- **Provided records**
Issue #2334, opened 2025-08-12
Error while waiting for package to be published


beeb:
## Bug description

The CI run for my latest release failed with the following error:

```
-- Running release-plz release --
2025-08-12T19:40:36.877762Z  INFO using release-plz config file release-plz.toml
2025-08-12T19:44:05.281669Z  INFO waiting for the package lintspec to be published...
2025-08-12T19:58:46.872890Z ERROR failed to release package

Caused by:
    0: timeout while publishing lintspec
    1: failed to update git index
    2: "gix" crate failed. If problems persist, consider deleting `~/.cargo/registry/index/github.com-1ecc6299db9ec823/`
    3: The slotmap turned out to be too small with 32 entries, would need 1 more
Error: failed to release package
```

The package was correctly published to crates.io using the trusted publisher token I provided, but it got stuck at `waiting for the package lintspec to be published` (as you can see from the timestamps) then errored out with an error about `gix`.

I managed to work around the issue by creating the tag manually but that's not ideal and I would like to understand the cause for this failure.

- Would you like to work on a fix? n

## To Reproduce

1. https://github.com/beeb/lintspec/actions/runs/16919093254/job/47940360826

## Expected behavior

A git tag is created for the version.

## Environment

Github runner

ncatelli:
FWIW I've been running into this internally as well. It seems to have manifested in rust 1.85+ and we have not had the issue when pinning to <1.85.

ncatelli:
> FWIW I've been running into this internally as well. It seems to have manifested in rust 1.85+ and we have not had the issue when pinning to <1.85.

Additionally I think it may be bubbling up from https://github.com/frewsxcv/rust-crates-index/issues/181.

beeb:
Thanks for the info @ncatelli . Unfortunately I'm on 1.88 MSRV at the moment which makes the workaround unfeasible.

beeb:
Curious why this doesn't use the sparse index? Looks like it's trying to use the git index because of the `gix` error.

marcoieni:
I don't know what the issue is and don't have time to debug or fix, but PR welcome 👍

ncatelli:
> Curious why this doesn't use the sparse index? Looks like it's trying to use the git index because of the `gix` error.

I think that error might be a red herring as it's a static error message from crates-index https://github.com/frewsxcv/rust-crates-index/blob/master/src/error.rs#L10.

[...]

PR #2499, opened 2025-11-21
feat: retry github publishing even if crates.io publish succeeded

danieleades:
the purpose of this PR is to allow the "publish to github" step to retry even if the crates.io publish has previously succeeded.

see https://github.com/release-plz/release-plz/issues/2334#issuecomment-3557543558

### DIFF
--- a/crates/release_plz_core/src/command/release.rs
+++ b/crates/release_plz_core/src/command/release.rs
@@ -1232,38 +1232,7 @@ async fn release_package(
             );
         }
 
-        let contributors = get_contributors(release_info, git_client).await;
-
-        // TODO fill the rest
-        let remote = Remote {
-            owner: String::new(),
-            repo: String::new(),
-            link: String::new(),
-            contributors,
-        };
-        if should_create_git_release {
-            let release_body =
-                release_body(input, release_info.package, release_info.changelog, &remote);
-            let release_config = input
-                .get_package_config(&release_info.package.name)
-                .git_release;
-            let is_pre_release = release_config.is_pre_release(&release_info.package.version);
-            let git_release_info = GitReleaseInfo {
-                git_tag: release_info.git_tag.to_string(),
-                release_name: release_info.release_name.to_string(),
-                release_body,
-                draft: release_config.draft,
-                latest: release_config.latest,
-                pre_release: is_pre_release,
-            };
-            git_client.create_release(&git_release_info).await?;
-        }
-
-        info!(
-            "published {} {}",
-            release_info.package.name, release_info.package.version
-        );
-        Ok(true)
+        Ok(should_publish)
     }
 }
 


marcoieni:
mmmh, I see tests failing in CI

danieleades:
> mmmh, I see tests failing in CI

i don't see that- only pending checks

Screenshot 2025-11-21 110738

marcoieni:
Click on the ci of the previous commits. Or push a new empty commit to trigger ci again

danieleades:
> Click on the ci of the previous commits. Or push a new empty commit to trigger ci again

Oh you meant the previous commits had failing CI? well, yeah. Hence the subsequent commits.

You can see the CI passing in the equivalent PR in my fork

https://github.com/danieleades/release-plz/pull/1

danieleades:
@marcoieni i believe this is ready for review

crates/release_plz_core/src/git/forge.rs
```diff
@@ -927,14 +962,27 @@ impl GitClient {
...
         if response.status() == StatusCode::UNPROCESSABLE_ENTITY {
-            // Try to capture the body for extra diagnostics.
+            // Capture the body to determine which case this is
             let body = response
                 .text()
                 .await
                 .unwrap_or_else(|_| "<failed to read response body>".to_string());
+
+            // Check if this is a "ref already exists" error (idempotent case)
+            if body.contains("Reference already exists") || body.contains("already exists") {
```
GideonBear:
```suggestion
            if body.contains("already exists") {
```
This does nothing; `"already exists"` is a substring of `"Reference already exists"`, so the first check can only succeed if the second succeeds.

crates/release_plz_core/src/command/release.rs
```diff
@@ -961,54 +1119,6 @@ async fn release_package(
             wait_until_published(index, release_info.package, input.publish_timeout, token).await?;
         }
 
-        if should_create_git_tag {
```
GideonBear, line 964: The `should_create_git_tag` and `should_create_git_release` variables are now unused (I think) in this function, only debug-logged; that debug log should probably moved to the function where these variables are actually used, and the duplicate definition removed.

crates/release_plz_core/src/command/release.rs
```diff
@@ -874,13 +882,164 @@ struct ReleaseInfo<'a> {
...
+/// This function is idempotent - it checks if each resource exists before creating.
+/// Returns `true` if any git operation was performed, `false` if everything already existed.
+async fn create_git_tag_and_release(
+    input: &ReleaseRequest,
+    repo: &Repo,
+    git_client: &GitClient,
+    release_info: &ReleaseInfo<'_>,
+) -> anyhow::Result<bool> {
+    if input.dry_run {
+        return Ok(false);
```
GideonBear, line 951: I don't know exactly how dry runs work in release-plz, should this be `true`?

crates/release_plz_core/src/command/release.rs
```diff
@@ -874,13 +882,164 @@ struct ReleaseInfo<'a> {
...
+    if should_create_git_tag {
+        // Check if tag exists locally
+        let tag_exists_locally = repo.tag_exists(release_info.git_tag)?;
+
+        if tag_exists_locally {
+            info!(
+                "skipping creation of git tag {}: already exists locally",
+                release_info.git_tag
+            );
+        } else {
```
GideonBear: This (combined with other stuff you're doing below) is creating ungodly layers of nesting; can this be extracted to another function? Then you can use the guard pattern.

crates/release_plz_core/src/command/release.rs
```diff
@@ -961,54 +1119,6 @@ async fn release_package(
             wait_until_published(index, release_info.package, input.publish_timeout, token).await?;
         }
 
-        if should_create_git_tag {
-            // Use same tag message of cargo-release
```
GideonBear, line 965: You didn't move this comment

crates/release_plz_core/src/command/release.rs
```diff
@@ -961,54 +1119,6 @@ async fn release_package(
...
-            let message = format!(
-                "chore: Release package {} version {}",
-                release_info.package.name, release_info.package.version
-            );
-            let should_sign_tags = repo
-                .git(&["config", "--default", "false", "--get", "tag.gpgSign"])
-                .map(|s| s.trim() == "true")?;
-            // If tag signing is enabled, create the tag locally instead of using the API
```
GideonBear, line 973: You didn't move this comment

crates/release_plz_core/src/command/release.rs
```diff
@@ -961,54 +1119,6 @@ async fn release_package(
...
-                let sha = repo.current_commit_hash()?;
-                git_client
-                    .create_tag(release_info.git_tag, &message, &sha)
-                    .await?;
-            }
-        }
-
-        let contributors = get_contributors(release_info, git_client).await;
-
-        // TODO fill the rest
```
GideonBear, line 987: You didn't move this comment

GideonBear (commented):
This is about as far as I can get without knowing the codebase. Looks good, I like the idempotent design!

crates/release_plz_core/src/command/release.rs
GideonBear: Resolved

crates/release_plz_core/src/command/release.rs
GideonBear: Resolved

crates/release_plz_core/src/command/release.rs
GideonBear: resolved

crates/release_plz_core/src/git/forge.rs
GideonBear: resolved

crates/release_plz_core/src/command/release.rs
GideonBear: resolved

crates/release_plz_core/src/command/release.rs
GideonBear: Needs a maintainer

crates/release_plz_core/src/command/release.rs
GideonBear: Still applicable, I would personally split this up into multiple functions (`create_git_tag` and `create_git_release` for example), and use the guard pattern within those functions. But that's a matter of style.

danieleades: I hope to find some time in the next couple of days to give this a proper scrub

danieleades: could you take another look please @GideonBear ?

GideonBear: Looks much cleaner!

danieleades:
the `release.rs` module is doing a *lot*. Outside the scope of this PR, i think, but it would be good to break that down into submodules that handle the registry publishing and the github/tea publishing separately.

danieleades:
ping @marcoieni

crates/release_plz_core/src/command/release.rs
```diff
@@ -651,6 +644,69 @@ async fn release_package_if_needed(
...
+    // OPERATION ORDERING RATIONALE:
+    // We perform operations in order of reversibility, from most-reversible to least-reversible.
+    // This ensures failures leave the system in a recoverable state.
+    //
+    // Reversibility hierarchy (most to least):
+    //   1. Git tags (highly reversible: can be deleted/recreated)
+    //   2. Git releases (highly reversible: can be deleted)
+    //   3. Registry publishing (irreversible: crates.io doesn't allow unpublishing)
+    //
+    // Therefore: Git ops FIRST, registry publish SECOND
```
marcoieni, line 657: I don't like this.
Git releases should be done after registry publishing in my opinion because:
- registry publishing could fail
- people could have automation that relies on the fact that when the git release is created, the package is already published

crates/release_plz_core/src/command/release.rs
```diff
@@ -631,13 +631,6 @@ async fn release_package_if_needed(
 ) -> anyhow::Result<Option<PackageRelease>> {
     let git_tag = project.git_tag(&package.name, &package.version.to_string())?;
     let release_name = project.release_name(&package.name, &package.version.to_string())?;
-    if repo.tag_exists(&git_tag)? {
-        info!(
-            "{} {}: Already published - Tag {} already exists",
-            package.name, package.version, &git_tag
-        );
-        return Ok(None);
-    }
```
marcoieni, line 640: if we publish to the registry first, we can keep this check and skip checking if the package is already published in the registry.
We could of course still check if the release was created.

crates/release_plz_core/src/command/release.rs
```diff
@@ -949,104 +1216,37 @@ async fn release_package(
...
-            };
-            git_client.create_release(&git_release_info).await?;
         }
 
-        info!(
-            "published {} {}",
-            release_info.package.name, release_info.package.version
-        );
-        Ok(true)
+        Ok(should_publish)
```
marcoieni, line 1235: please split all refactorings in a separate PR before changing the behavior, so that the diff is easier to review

- **The task**
Your answer must consist solely of the lines from the top of the entries above through the line containing "The package was", copied exactly, both ends included.

- **Response below**
Issue #2334, opened 2025-08-12
Error while waiting for package to be published


beeb:
## Bug description

The CI run for my latest release failed with the following error:

```
-- Running release-plz release --
2025-08-12T19:40:36.877762Z  INFO using release-plz config file release-plz.toml
2025-08-12T19:44:05.281669Z  INFO waiting for the package lintspec to be published...
2025-08-12T19:58:46.872890Z ERROR failed to release package

Caused by:
    0: timeout while publishing lintspec
    1: failed to update git index
    2: "gix" crate failed. If problems persist, consider deleting `~/.cargo/registry/index/github.com-1ecc6299db9ec823/`
    3: The slotmap turned out to be too small with 32 entries, would need 1 more
Error: failed to release package
```

The package was correctly published to crates.io using the trusted publisher token I provided, but it got stuck at `waiting for the package lintspec to be published` (as you can see from the timestamps) then errored out with an error about `gix`.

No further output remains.